PR #1085, opened 2026-02-19
fix(agnocast_kmod): fix string handling bugs in node queries and get_version

k1832:
## Description

- Replace `strncmp` with `strcmp` for exact node name matching in `ioctl_get_node_subscriber_topics` and `ioctl_get_node_publisher_topics`. The old `strncmp` would incorrectly match any node whose name started with the query prefix.
- Replace `strncpy` with `strscpy` in `ioctl_get_topic_subscriber_info` and `ioctl_get_topic_publisher_info` to guarantee NUL-termination.
- Replace `memcpy` with `strscpy` in `ioctl_get_version` to respect buffer size.
- Add KUnit tests for node name exact matching and get_version.

## How was this PR tested?

- [ ] Autoware (required)
- [x] `bash scripts/e2e_test_1to1` (required)
- [ ] sample application

`need-patch-update`


agnocast_kmod/agnocast_main.c
```diff
@@ -2865,6 +2865,62 @@ pid_t get_bridge_owner_pid(const char * topic_name, const struct ipc_namespace *
...
+        count++;
+        break;
+      }
+    }
+  }
+  return count;
+}
+
+// ioctl_get_version is static, so expose it for KUnit.
+int get_version_for_test(struct ioctl_get_version_args * ioctl_ret)
```
Koichi98: We don't need this wrapper function for test, since all other `ioctl_` prefixed functions which directly corresponds to `IOCTL_AGNOCAST_*_CMD` are called directly from kunit tests. You can just convert `ioctl_get_version` to non-static function for test.

agnocast_kmod/agnocast_main.c
```diff
@@ -2865,6 +2865,62 @@ pid_t get_bridge_owner_pid(const char * topic_name, const struct ipc_namespace *
...
+      if (strcmp(sub_info->node_name, node_name) == 0) {
+        count++;
+        break;
+      }
+    }
+  }
+  return count;
+}
+
+int count_node_publisher_topics(const struct ipc_namespace * ipc_ns, const char * node_name)
```
Koichi98: These helper functions duplicate the core logic of `ioctl_get_node_subscriber_topics` / `ioctl_get_node_publisher_topics` rather than testing the actual functions. Following the same convention as above, please make `ioctl_get_node_subscriber_topics` and `ioctl_get_node_publisher_topics` non-static and test them directly.

agnocast_kmod/agnocast_main.c
Koichi98: > As a quick note regarding this: since making a function non-static exposes it to the global namespace, Linux module convention usually adds a module-specific prefix to prevent namespace pollution (e.g. agnocast_ioctl_get_version).

Nice share! I will fix this in a few days. Thank you for pointing out.

Koichi98 (approved):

**Brief:** Each line above that contains the string "need" should be identified and copied.

**Task output:**
`need-patch-update`
Koichi98: We don't need this wrapper function for test, since all other `ioctl_` prefixed functions which directly corresponds to `IOCTL_AGNOCAST_*_CMD` are called directly from kunit tests. You can just convert `ioctl_get_version` to non-static function for test.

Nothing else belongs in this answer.